### [RECORDS FOR THIS EXERCISE]
PR #169, opened 2018-09-26
Round out metadata types

jacogr:
Types -

- Gas (u64)
- Moment (Date, per-second accuracy)
- NewAccountOutcome (enum)
- Origin (cannot instantiate, placeholder)
- ParachainId (u64, Polkadot)
- Permill (and Perbill as a bonus)
- RuntimeVersion (new from rpc)
- StorageData, StorageKey & StorageChangeSet
- VoteThreshold (enum)

Helpers -

- Tuple, `(type, type, type)` implementations, handled as a Struct, with different JSON encoding
- Enum & EnumType, now takes `Array<type>` or `{ [index: number]: type }` as definitions
- Struct can now encode/decode with different keys for json

With this we should now have full coverage of all the types from metadata. Additionally, with the addition of Storage* the currently exposed jsonrpc types are catered for.

FIXME -

- With the new Tuple, need to go through everything again and use Tuple where applicable. (It is not an issue for now, but could be on the Node.js client where the toJSON encoding is actually used)

### DIFF
--- a/packages/api-codec/src/Metadata.ts
+++ b/packages/api-codec/src/Metadata.ts
@@ -174,14 +174,11 @@ export class StorageFunctionType$Map extends Struct {
 }
 
 export class StorageFunctionType extends EnumType<Type | StorageFunctionType$Map> {
-  // NOTE Since this is called dynamically, we may have empty values here
   constructor (index?: number, value?: any) {
     super([
       Type,
       StorageFunctionType$Map
-    ], ['Plain', 'Map']);
-
-    this.setValue(index, value);
+    ], index, value);
   }
 
   get isMap (): boolean {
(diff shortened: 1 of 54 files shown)


packages/api-codec/src/Metadata.ts
```diff
@@ -283,11 +283,6 @@ export default class RuntimeMetadata extends Struct {
     ) as RuntimeMetadata;
   }
 
-  // FIXME Really not crazy about having to manually add all the getters. Preferably it should
-  // be done automagically in the actual Struct - however what is really important here
-  // here is that we should nbot lose the autocompletion and checking that TS gives us. So if
-  // we have to choose between the 2, manual defs it would have to be.
-
```
jacogr: Well, that boat has sailed (for now). Added it mostly everywhere we use structs. It is not _that_ bad.

jacogr:
Related https://github.com/polkadot-js/api/issues/161

PR #171, opened 2018-09-27
API formatting for inputs & outputs

jacogr:
Related #161


packages/api-codec/src/codec/EnumType.ts
```diff
@@ -52,7 +52,14 @@ export default class EnumType <T> extends Base<Base<T>> {
     return this;
   }
 
-  setValue (index?: number, value?: any): void {
+  setValue (index?: | EnumType<T> | number, value?: any): void {
+    if (index instanceof EnumType) {
```
jacogr: Not a fan of this... it would have been fine if it was value, however value/index are most probably used wrongly, index is the actual value, value is well, the constructor value.

packages/type-storage/src/utils/createFunction.ts
```diff
@@ -29,36 +29,37 @@ export function createFunction (
...
   options: CreateItemOptions = {}
-) {
-  let func: any; // The return value, it's a function that has metadata.
+): StorageFunction {
+  const meta = new StorageFunctionMetadata(functionMetadata);
+  const storageFn = meta as StorageFunction;
 
   if (options.isUnhashed) {
-    func = () => prefix.toU8a();
+    storageFn.create = () => prefix.toU8a();
```
jacogr: Sorry :( To get line 33 done, i.e. create a new instance from another one, had to do this. The assignment, i.e, Object.assign as removed doesn't actually do the trick...

jest.config.js
```diff
@@ -2,7 +2,7 @@ const config = require('@polkadot/dev/config/jest');
 
 module.exports = Object.assign({}, config, {
   moduleNameMapper: {
-    '@polkadot/api-(codec|format|jsonrpc|provider|rx)(.*)$': '<rootDir>/packages/api-$1/src/$2',
+    '@polkadot/api-(codec|jsonrpc|provider|rx)(.*)$': '<rootDir>/packages/api-$1/src/$2',
```
jacogr: API format is now not used in API anymore, so be like all the cool kids and remove a lot of line of code...

packages/api-codec/src/StorageKey.ts
```diff
@@ -2,8 +2,45 @@
...
+}
+
+type StorageFunctionWithArg = [StorageFunction, any];
+
+const DEFAULT_TYPE = new StorageFunctionType(0, 'Bytes');
+
+// A representation of a storage key (typically hashed) in the system. It can be constructed
+// by passing in a raw key or a StorageFunction with (optional) arguments.
 export default class StorageKey extends Bytes {
+  private _outputType: StorageFunctionType;
```
jacogr: Not 100% sure on this atm - basically the StorageKey carries around the resulting type. Then when a result comes back, the formatter can jump in and grab it.

packages/api-codec/src/StorageKey.ts
```diff
@@ -2,8 +2,67 @@
...
 
+import { AnyU8a } from './types';
+
+import isFunction from '@polkadot/util/is/function';
+
 import Bytes from './Bytes';
+import { StorageFunctionMetadata } from './Metadata';
+
+export interface StorageFunction extends StorageFunctionMetadata {
+  create (arg?: any): StorageKey;
```
jacogr: Ok, check this - it is moved in from storage (and storage imports this), however... instead of `create (arg?: any): StorageKey` it is now, well, that.

The issue is in type-storage in the create function, I needed to create a new instance since the Object.assign we had for docs/type didn't actually work as expected. The stuff just didn't get pulled through. So now create it as a clone, then cast and assign the create.

I know it is uglier... However, we probably don't expect people to call this themselves...

Any suggestions welcome (when looking at type-storage/createFunction)

packages/api-codec/src/Metadata.ts
```diff
@@ -17,12 +19,12 @@ import U16 from './U16';
 // end and work up. (Just so we don't use before definition)
 
 export class EventMetadata extends Struct {
-  constructor () {
+  constructor (value?: any) {
```
jacogr: We can now instantiate all of these, it aligns with all the other codec classes apart for just being useful

packages/api-codec/src/StorageKey.ts
```diff
@@ -2,8 +2,67 @@
...
+function isStorageFunction (value?: any): value is StorageFunction {
+  return value && isFunction(value.create);
+}
+
+// A representation of a storage key (typically hashed) in the system. It can be constructed
+// by passing in a raw key or a StorageFunction with (optional) arguments.
 export default class StorageKey extends Bytes {
+  private _outputType: string | null;
+
+  constructor (value: AnyU8a | StorageKey | StorageFunction | StorageFunctionWithArg = new Uint8Array(), ...args: Array<any>) {
```
jacogr: Not sure we should actually allow AnyU8a, it is useful, but if we funnel towards using StorageFunction as a constant, probably not the best idea to have too many options.

packages/api-codec/src/StorageKey.ts
jacogr: Alternative would be something like -

```
export interface StorageFunction {
  (arg?: any): StorageKey;
  meta: StorageFunctionMetadata
}
```

There are benefits, i.e. can actually skip the new Metadata we do in createFunction. Also keeps the cleanliness of using the code should creation be needed.

packages/api/src/formatting.spec.js
```diff
@@ -2,17 +2,17 @@
...
-import storage from '@polkadot/storage';
+import storage from '@polkadot/storage/testing';
 
 import Api from './index';
 
 const ADDR_ONE = '5EhmTa7fL6SdjgKXo9g6hetR6nHnRAmrtisoGFWEESjzECtY';
 const ADDR_TWO = '5FjbQAHSptRU4Q7Py6zDsRnE7UkpZikJVg5nm1tmu3WuZXKd';
 
-const ENC_ONE = '0x11cf1094db4db43356b7787c3e59c39f';
+const ENC_ONE = '0xe541e84609054b9504b8316ea839b366';
```
jacogr: Obviously still need to double-check these against a running node with e2e tests, i.e. check the balance of Alice with a `--dev` chain. If something horribly large, it works, otherwise, well, we are missing a trick.

packages/api-codec/src/codec/Base.ts
```diff
@@ -2,6 +2,10 @@
 // This software may be modified and distributed under the terms
 // of the ISC license. See the LICENSE file for details.
 
+import logger from '@polkadot/util/logger';
+
+export const l = logger('codec');
```
amaurymartiny: Is this needed?

jacogr:
@amaurymartiny Yes, please... I don't like it, but I built it up bit by bit as needed so it ended up evolving that way. Certainly not the be-all and end-all, and I did it under duress, I hate those ;) At least the logic is follow-able, so certainly ripe for making it proper.

packages/api-codec/src/codec/Base.ts
jacogr: Only for debug logging. I continue adding and removing the bloody logs, so the `l.debug(() => )` ends up as a noop in normal mode and as a bonus when running tests it spits out the result.

jacogr: Currently Struct & createType use it. (Should have added it earlier actually, I continued committing console.log changes.

PR #1071, opened 2019-07-04
comment out debug logs

Stefie:
The debug logs that spit out the complete hex-encoded metadata multiple times make it quite hard to follow the tests and bump up the time the tests are running significantly without adding any value, unless someone is actually updating the metadata.

If needed, the logs can be easily reactivated.

### DIFF
--- a/packages/api/src/Base.ts
+++ b/packages/api/src/Base.ts
@@ -437,7 +437,7 @@ export default abstract class ApiBase<ApiType> {
       } catch (_error) {
         const error = new Error(`FATAL: Unable to initialize the API: ${_error.message}`);
 
-        l.error(error);
+       l.error(error);
 
         this.emit('error', error);
       }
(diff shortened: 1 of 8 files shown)


Stefie:
I changed it only comment out those logs that produce a lot of noise

Stefie:
> right now, NODE_ENV=abc yarn test ... runs tests without any noise. We could always change this logic to only show noise on let's say DEBUG=debug yarn test, but I don't think adding/removing debug lines manually on each test is the way to go.

I didn't know that! I'm really for setting the default to "no noise'" since you really only need 'some'(!) of the metadata log when you're working with the metadata directly and never all of them.

As opposed to that, running tests is the default behaviour when developing and testing all branches and PR's and the logs really slow that down.

amaurymartiny:
So we can close this? It's a polkadot/common issue

jacogr:
Yes, doesn’t make sense at all as is. 

Not sure about the “log slowdown” either - if you want to inspect specific, run those tests only or switch of logging completely with the NODEENV option - “debug” always logs and that will not change on common. 

(Yes, they can be very noisy and provide too much info - but as somebody who has probably run yarn test as much as anybody, not seeing what this means to address)

jacogr:
Closing.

### [WHAT YOU HAVE TO DO]
Find the word "jest" in the listing above. Copy each line where it appears.

### [WRITTEN RESPONSE]
jest.config.js
@@ -2,7 +2,7 @@ const config = require('@polkadot/dev/config/jest');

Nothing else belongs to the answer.